My favorite book growing up was Alexander and the Terrible, Horrible, No Good, Very Bad Day.
Alexander has a really bad day. Alexander wakes up late and he misses the bus. His brother gets new shoes, but the store is out of shoes in his size. His siblings get ice cream, but his falls right off the cone. He steps in gum. He swallows toothpaste. He has to go to bed early. And he is convinced that his mom likes his brother better than him. His solution is almost always moving to Australia.
“I think I’ll move to AUSTRALIA!” he laments.1
And even as a kid, I knew he was on to something. Because some days you just want to stay in bed. Or move to Australia.
I began to think of the first year of my daughter’s life as the Terrible, Horrible, No Good, Very Bad Year. It was like a bad day—the kind where you make it halfway through the morning and find yourself cursing your existence and rolling your eyes at all the annoying, happy people around you. But the bad day dragged on and eventually became months, and finally crept into a year. My daughter’s first year on planet earth was the hardest year of my life, and she, the new crying baby who refused to sleep, was my only reprieve. When your firstborn baby is the easiest part of your life, there is a serious problem.
Those are the kinds of days, turned weeks, turned months that drive people to their weaknesses. Working out. TMZ marathons. Vodka. Self-medicating. Tracking down old flings on Facebook. In my case, Ben & Jerry’s ice cream, Oprah reruns, and an unwritten sign on my back that perpetually read “Mean Girl.” Okay, and a season of too much vodka. A year of brokenness led me to becoming the worst possible version of myself.
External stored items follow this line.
PR #2109, opened 2025-04-02
Store number densities in numpy arrays instead of dictionary

mgjarrett:

Store component number densities in two numpy arrays instead of a dictionary of `[str: float]`.

`c.p.nuclides`: array of byte strings (`dtype='S6'`) containing nuclide names
`c.p.numberDensities`: array of floats (`dtype='np.float64'`) containing the number densities for the corresponding nuclides in `c.p.nuclides`

There is a tradeoff here between speed (dictionary lookup is very fast) and memory footprint (dictionary is approximately 10x-20x larger in memory than two numpy arrays). This tradeoff is being made because some full-size reactor model objects constructed in downstream applications have become too large, causing runs to either crash or consume a disproportionate amount of computational resources.

## SCR Information

Change Type: features

One-Sentence Description: Change component number density storage from dictionary to numpy arrays.

---

## Checklist


armi/reactor/components/component.py
```diff
@@ -793,15 +816,33 @@ def updateNumberDensities(self, numberDensities, wipe=False):
...
 
         # change the densities
         if wipe:
-            self.p.numberDensities = {}  # clear things not passed
-        self.p.numberDensities.update(numberDensities)
+            self.p.numberDensities = None  # clear things not passed
+            self.p.nuclides = None  # clear things not passed
+            self.p.nuclides = np.array(
+                [nucName.encode() for nucName in numberDensities.keys()]
+            )
```
drewj-tp, line 830: Similar suggestion on `np.asanyarray`

armi/reactor/components/component.py
```diff
@@ -817,17 +858,14 @@ def updateNumberDensities(self, numberDensities, wipe=False):
...
         self.p.assigned = parameters.SINCE_ANYTHING
         self.p.paramDefs["numberDensities"].assigned = parameters.SINCE_ANYTHING
 
     def changeNDensByFactor(self, factor):
         """Change the number density of all nuclides within the object by a multiplicative factor."""
-        newDensities = {
-            nuc: dens * factor for nuc, dens in self.p.numberDensities.items()
-        }
-        self.p.numberDensities = newDensities
+        self.p.numberDensities *= factor
```
drewj-tp, line 868: Now we're talking! :rocket:

armi/reactor/components/component.py
```diff
@@ -695,14 +692,40 @@ def getNumberDensity(self, nucName):
...
+            for i, nuc in enumerate(byteNucs):
+                j = reverseIndex.get(nuc, -1)
+                if j >= 0:
+                    nDens[i] = nDensCopy[j]
+        else:
+            # if it's just a small subset of nuclides, use np.where for direct index lookup
+            for i, nuc in enumerate(byteNucs):
+                j = np.where(nuclideCopy == nuc)[0]
+                if j.size > 0:
+                    nDens[i] = nDensCopy[j[0]]
```
drewj-tp, line 722: I have a suggestion that we can probably tackle after this PR goes through.

If we ensure that the nuclide keys are sorted, we can use `np.searchsorted` which

1. Uses a binary search (on average faster than linear search)
2. Finds the first value of (or near) a match (`nuclideCopy == nuc` produces a `N`-vector of bool)
3. Is vectorized so we can search for multiple nuclides at once and numpy can handle iteration/parallelization for us as appropriate

```python
>>> u = np.array(["B10", "U235"], dtype="|S6")
>>> request = np.array(["B10", "HE4", "U235"], dtype="|S6")
>>> out = np.empty_like(request, dtype=float)
>>> ix = u.searchsorted(request)
>>> ix
array([0, 1, 1])
>>> mask = u[ix] == request
>>> mask
array([ True, False,  True])
```
so now we have a mask where True means we've found the nuclide the user asked for (pull from the density vector)
```python
>>> out[mask] = originalDens[mask]
>>> out[~mask] = 0
```
(we could also make the outgoing array zero at the start and skip the final step. Depends on how often we envision people asking for nuclides that don't exist)

## Challenges

We need to take care to ensure that the keys are always sorted. So calls to
- `Component.setNumberDensity`
- `Component.setNumberDensities`
- `Component.updateNumberDensities`

will need to handle correct insertion of these entries. And np array concatenation / insertion isn't _ideal_ (far less flexible than lists) so we could consider some overallocation trickery: allocate more space than you need so you aren't always allocating elements.

Fun fact: this is what [python lists do too](https://github.com/python/cpython/blob/0dbaeb94a8b39972ebda7782b50bb49488951e3c/Objects/listobject.c#L122-L126)!

armi/reactor/components/component.py
```diff
@@ -793,15 +816,33 @@ def updateNumberDensities(self, numberDensities, wipe=False):
...
+            nDensCopy = np.array(self.p.numberDensities)
+            for nucName, dens in numberDensities.items():
+                i = np.where(nucCopy == nucName.encode())[0]
+                if i.size > 0:
+                    nDensCopy[i[0]] = dens
+                else:
+                    newNucs.append(nucName.encode())
+                    newNumDens.append(dens)
+            self.p.nuclides = np.append(self.p.nuclides, newNucs)
+            self.p.numberDensities = np.append(nDensCopy, newNumDens)
```
drewj-tp, line 845: Trade off here w/ a sorter or unsorted nuclide arrays

1. sorted -> `searchsorted` can be vectorized
2. sorted -> need to then re-insert, in order (!), new nuclide strings and densities

(like my other suggestions on sorted nuclide names, this can be a follow on after we do some more studying and profiling)

armi/reactor/components/component.py
```diff
@@ -906,8 +943,11 @@ def getMass(self, nuclideNames=None):
         )
         nuclideNames = self._getNuclidesFromSpecifier(nuclideNames)
         # densities comes from self.p.numberDensities
-        densities = self.getNuclideNumberDensities(nuclideNames)
-        nDens = {nuc: dens for nuc, dens in zip(nuclideNames, densities)}
+        if len(nuclideNames) > 0:
+            densities = self.getNuclideNumberDensities(nuclideNames)
+            nDens = {nuc: dens for nuc, dens in zip(nuclideNames, densities)}
```
drewj-tp, line 948: `dict` can take in a `zip`
```python
>>> k = ["u", "b"]
>>> d = [1, 2]
>>> dict(zip(k, d))
{'u': 1, 'b': 2}
```
```suggestion
            nDens = dict(zip(nuclideNames, densities))
```

drewj-tp (commented):
Thank you so much for this @mgjarrett! I imagine we'll have a few other people put eyes on this since it's a very impactful low-level change.

I wanted to get some of my thoughts out there for improvements now that we're storing vectors of nuclides and densities. I don't consider the sorting suggestions to be blocking for this feature. And I'm happy to take them on in a follow up PR.

There's a lot of changes unrelated to this PR that hopefully would get cleaned up once #2103 gets merged

armi/bookkeeping/db/tests/test_comparedb3.py
```diff
@@ -184,7 +184,7 @@ def test_compareDatabaseSim(self):
                 dbs[1]._fullPath,
                 timestepCompare=[(0, 0), (0, 1)],
             )
-        self.assertEqual(len(diffs.diffs), 504)
+        self.assertEqual(len(diffs.diffs), 528)
```
john-science, line 187: Do we love this test?  Is it useful to know when we make a PR that changes the number of diffs?

john-science: Does it spark joy?

mgjarrett: I agree that it's pretty silly to just keep updating this number arbitrarily as things are changed in the database.

I think we want to verify that there are some contents in `diffs.diffs`, but maybe we just assert something like `len(diffs.diffs) > 1` and then it wouldn't need to be updated all the time. It's not perfect, but just a thought... open to suggestions.

john-science: Okay, in the `main` branch I have updated this test to not be so fragile.

john-science:
Bump!

This is still interesting to me.

armi/reactor/components/component.py
mgjarrett: This could definitely help, but ensuring that everything is always sorted would add a good bit of complication here, so I'll leave that for future work as you suggested.

armi/bookkeeping/db/database.py
```diff
@@ -1634,3 +1638,19 @@ def collectBlockNumberDensities(blocks) -> Dict[str, np.ndarray]:
         dataDict[nb.getDatabaseName()] = nucDensityMatrix[:, ni]
 
     return dataDict
+
+
+def _applyComponentNumberDensitiesMigration(comps, unpackedData):
```
john-science: It's a little strange this isn't a staticmethod, seeing as it is only used in one class. And it can't be called from other files because it's private.

armi/materials/tests/test_air.py
```diff
@@ -232,16 +232,17 @@ def test_massFrac(self):
         refO = 0.210748
         refAR = 0.004671
 
-        nDens = densityTools.getNDensFromMasses(air.pseudoDensity(Tk=300), air.massFrac)
+        nuclides, nDens = densityTools.getNDensFromMasses(air.pseudoDensity(Tk=300), air.massFrac)
```
john-science, line 235:
```suggestion
        _nuclides, nDens = densityTools.getNDensFromMasses(air.pseudoDensity(Tk=300), air.massFrac)
```

john-science: Either this or, better, test the values of `nuclides`. That is currently an unused variable.

armi/nucDirectory/nuclideBases.py
```diff
@@ -997,20 +981,27 @@ def initReachableActiveNuclidesThroughBurnChain(numberDensityDict, activeNuclide
 
         for interaction in nuclideObj.trans + nuclideObj.decays:
             try:
-                # Interaction nuclides can only be added to the number density
-                # dictionary if they are a part of the user-defined active nuclides
+                # Interaction nuclides can only be added to the number density dictionary if they
```
john-science:
```suggestion
                # Interaction nuclides can only be added to the number density arrays if they
```

armi/nucDirectory/nuclideBases.py
```diff
@@ -997,20 +981,27 @@ def initReachableActiveNuclidesThroughBurnChain(numberDensityDict, activeNuclide
...
-                if productNuclide not in numberDensityDict:
-                    numberDensityDict[productNuclide] = 0.0
+                if productNuclide not in nucNames:
+                    newNucs.add(productNuclide.encode())
             except KeyError:
                 # Keep track of the first production nuclide
                 missingActiveNuclides.add(interaction.productNuclides)
 
-        difference = set(numberDensityDict).difference(memo)
+        newNDens = np.zeros(len(newNucs), dtype=np.float64)
```
john-science, line 996: Can we get a comment on this code block?  I'm not sure I follow. Thanks!

armi/physics/neutronics/crossSectionGroupManager.py
```diff
@@ -482,12 +482,21 @@ def getBlockNuclideTemperatureAvgTerms(block, allNucNames):
...
+
+        allByteNucs = [nucName.encode() for nucName in allNucNames]
+        ndens = []
+        nucCopy = np.array(component.p.nuclides)
+        nDensCopy = np.array(component.p.numberDensities)
+        reverseIndex = {nuc: i for i, nuc in enumerate(nucCopy)}
+        for nuc in allByteNucs:
+            i = reverseIndex.get(nuc, -1)
+            if i >= 0:
+                ndens.append(max(nDensCopy[i], TRACE_NUMBER_DENSITY))
```
john-science, line 496: Sorry for being obtuse. We'll blame Friday.

What's the `-1` logic here for? The default case is you want to get the first element of `component.p.numberDensities`? What's special about the first element?

armi/reactor/components/component.py
```diff
@@ -639,14 +636,49 @@ def getNumberDensity(self, nucName):
...
+        i = np.where(self.p.nuclides == nucName.encode())[0]
+        if i.size > 0:
+            return self.p.numberDensities[i[0]]
+        else:
+            return 0.0
 
     def getNuclideNumberDensities(self, nucNames):
         """Return a list of number densities for the nuc names requested."""
-        return [self.p.numberDensities.get(nucName, 0.0) for nucName in nucNames]
+        if isinstance(nucNames, (list, tuple, np.ndarray)):
```
john-science, line 647: Awww. A simple, one-line method becomes a 31-line method. That's a shame.

armi/reactor/components/component.py
```diff
@@ -639,14 +636,49 @@ def getNumberDensity(self, nucName):
...
+                j = np.where(nuclideCopy == nuc)[0]
+                if j.size > 0:
+                    nDens[i] = nDensCopy[j[0]]
+
+        return nDens
 
     def _getNdensHelper(self):
-        return dict(self.p.numberDensities)
+        nucs = self.getNuclides()
+        return dict(zip(nucs, self.p.numberDensities)) if len(nucs) > 0 else {}
```
john-science, line 691: I can't help but wonder if some of your logic in this file would be simplified if you just let these methods return arrays instead of dictionaries now.

Thoughts?

armi/reactor/components/component.py
```diff
@@ -639,14 +636,49 @@ def getNumberDensity(self, nucName):
...
+            for i, nuc in enumerate(byteNucs):
+                j = reverseIndex.get(nuc, -1)
+                if j >= 0:
+                    nDens[i] = nDensCopy[j]
+        else:
+            # if it's just a small subset of nuclides, use np.where for direct index lookup
+            for i, nuc in enumerate(byteNucs):
+                j = np.where(nuclideCopy == nuc)[0]
+                if j.size > 0:
+                    nDens[i] = nDensCopy[j[0]]
```
john-science: Out of curiosity, did this come about based on performance testing?

Because we COULD just use the `if`-block logic all the time, right? But we think that would be too slow?

armi/physics/neutronics/crossSectionGroupManager.py
mgjarrett: The `-1` is the default case if the `nuc` is not in the `reverseIndex`. If this is the case, `i` is -1, so we skip to the `else` and just append a `0.0` to the `ndens` array.

armi/reactor/components/component.py
mgjarrett: I could write a simple version that is only a few lines, where we just reconstruct the full dictionary and then use the previous one-line function to get the number densities from the dictionary, but I would expect that to be slower.

armi/nucDirectory/nuclideBases.py
mgjarrett: The previous version of this function updated the `numberDensityDict` with new nuclides.

In this version, the `nuclides` and `numberDensities` arrays have replaced the `numberDensityDict`.

This block updates the arrays `nuclides` and `numberDensities` with the new nuclides. I'll add a comment.

armi/reactor/components/component.py
mgjarrett: My goal was to make the smallest possible impact on the API by keeping function signatures the same where possible. I agree that it leads to a lot of back-and-forth between arrays and dictionaries, which makes some of the low-level functions more complicated than they would otherwise need to be.

I like the idea of minimizing the impact on downstream users, but if there are places where we think it's worth changing the API then I'm open to rearranging things.

armi/reactor/components/component.py
mgjarrett: I did some performance testing, although I didn't specifically tune the `len(nDensCopy) / 10` based on any specific results from performance testing.

The use case I'm trying to address here is the situation where `nDens` is on the order of several hundred, but the number densities have only been requested for a small number of nuclides (maybe 1-10). I think this is a somewhat common use case. I wouldn't want to create the whole dictionary of hundreds of number densities just to grab <10 number densities from it.

armi/reactor/components/component.py
mgjarrett: I refactored this down to 16 lines and moved the `else` portion of the last `if/else` block to a separate function, which is 9 lines.

drewj-tp (commented):
I have no lingering comments with this PR. I trust @john-science with the technical review and will follow up elsewhere

john-science (approved):

keckler:
After this PR, I am noticing an oddity that is causing me a lot of trouble. 

If one instantiates a component made of `Void` (i.e. it has zero number density), the value of `nuclides` and `numberDensities` will be an empty numpy array. This is correct and good. 

```
>> c = Circle("myCircle", "Void", 100, 100, 1)
>> c.p.nuclides
array([], dtype=float64)
>>  c.p.numberDensities
array([], dtype=float64)
```

Aside -- should the type for `c.p.nuclides` be `float64`? That seems wrong...

Anyway, if you build a reactor with that has a `Void` component, then save it to a database and later reload it, those values will not be of the same type.

```
>> r.core.getAssemblyWithStringLocation("001-001")[-2][0]
<Circle: plenum_gas>
>> r.core.getAssemblyWithStringLocation("001-001")[-2][0].material
<Material: Void>
>> r.core.getAssemblyWithStringLocation("001-001")[-2][0].p.nuclides
None
>> r.core.getAssemblyWithStringLocation("001-001")[-2][0].p.numberDensities
None
```

The fact that those parameters are `None` after reloading the database is causing issues in places where ARMI expects `nuclides` and `numberDensities` to be iterable.

@mgjarrett @john-science

mgjarrett:
The best solution is probably to update the setter (or implement a new one) for these parameters. They're currently using `isNumpyArray`. I would probably create a new setter, `isNumpyArrayNotNone` (or something like that) to just set it to `np.array(())` when a ` None` value is unpacked from the database.

I would hesitate (not opposed, just some hesitation) to apply this new setter to _all_ parameters that use the `isNumpyArray`, because we could have the reverse condition for some parameters (i.e., ARMI expects a `None` instead of an empty array).

keckler:
> The best solution is probably to update the setter (or implement a new one) for these parameters. They're currently using `isNumpyArray`. I would probably create a new setter, `isNumpyArrayNotNone` (or something like that) to just set it to `np.array(())` when a ` None` value is unpacked from the database.
> 
> I would hesitate (not opposed, just some hesitation) to apply this new setter to _all_ parameters that use the `isNumpyArray`, because we could have the reverse condition for some parameters (i.e., ARMI expects a `None` instead of an empty array).

https://github.com/terrapower/armi/pull/2655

By September of 2009 we had finally collected all of the insurance money and were able to replace our van, trailer, music equipment, instruments, and merchandise. But caring for a five-month-old while continuing to tour and dealing with accruing financial pressures were taking an increasing toll on my life. My primary care physician told me I was the youngest patient she had ever diagnosed with shingles and asked in a sharp voice if I planned on my life becoming less stressful in the near future. I stared at her blankly. That’s like asking someone if they plan on having less cancer in the future. I sure hope there’s less stress, lady.
Three weeks after the shingles diagnosis we lost our van and trailer all over again. I wasn’t in the van; I just got the phone call. It was late at night and there was heavy rain. They were on a dark country road; there was a curve, then a blind spot, and an oak tree that had fallen squarely in the middle of the street. The guys in the band were okay and that’s all I truly cared about. But the van and trailer—the brand-new van and trailer—were a total loss. The loss was so unreal it was almost comical. We were living in a perpetual plague of grasshoppers, crickets, frogs, and thefts. We were so Old Testament.
By March of 2010 almost a year had passed since our van and trailer were stolen and our baby was born. Nearly six months since the shingles appeared and the van and trailer had been totaled in the wreck. And then coming full circle, as if to tie up the year from hell with a pretty bow, there was that one particular week in March 2010 that I will never forget.
On Monday we came back defeated from a weekend of poorly attended shows and found that both of our personal cars had died. For the first time in our adult lives we didn’t have the money in the bank to fix them. On Tuesday my younger cousin drove over an improvised explosive device in his armored medical vehicle in Afghanistan, and he was fighting for his life. My family was broken as we waited on the jumbled updates. On Wednesday Annie woke up from her afternoon nap with blood running out of her ears and down her neck. She needed emergency surgery. And we needed $3,000 to pay the deductible; I had to call my dad and painfully, shamefully ask for money. On Thursday Annie had surgery. And on Saturday we flew to Albuquerque, New Mexico, to begin the spring tour of 2010.
In retrospect, leaving home after a week like that—a year like that—seems foolish. But in the moment, leaving seemed like the most logical answer. Something had gone really wrong during the first year of Annie’s life. We knew that much. We were living in a plague of Old Testament proportions, and it felt like we were cursed. Ryan and I convinced ourselves that the way out of our suffering was running away.
To Albuquerque, then Phoenix, Las Vegas, California, and Oregon. Shows were scheduled back-to-back for two months straight with Sanctus Real. And that was the answer: the cities, people, shows. The anywhere-but-here. As if you can magically dust curses off your hands like sand off your sandals and move to the next town where you are wanted. But running away almost never makes things better. We should have heeded the lesson from Jonah in the Old Testament. His running away earned him a spot in the guts of a whale.
If you are lucky, running prolongs your time a bit. But if you are really having a go at it, the breakdown of your dreams and plans seems to follow you whether you are on a plane, in an RV, or in Australia. You can’t outrun life’s unraveling no matter how hard you try. Still, we tried. We hit the road. It was March 2010.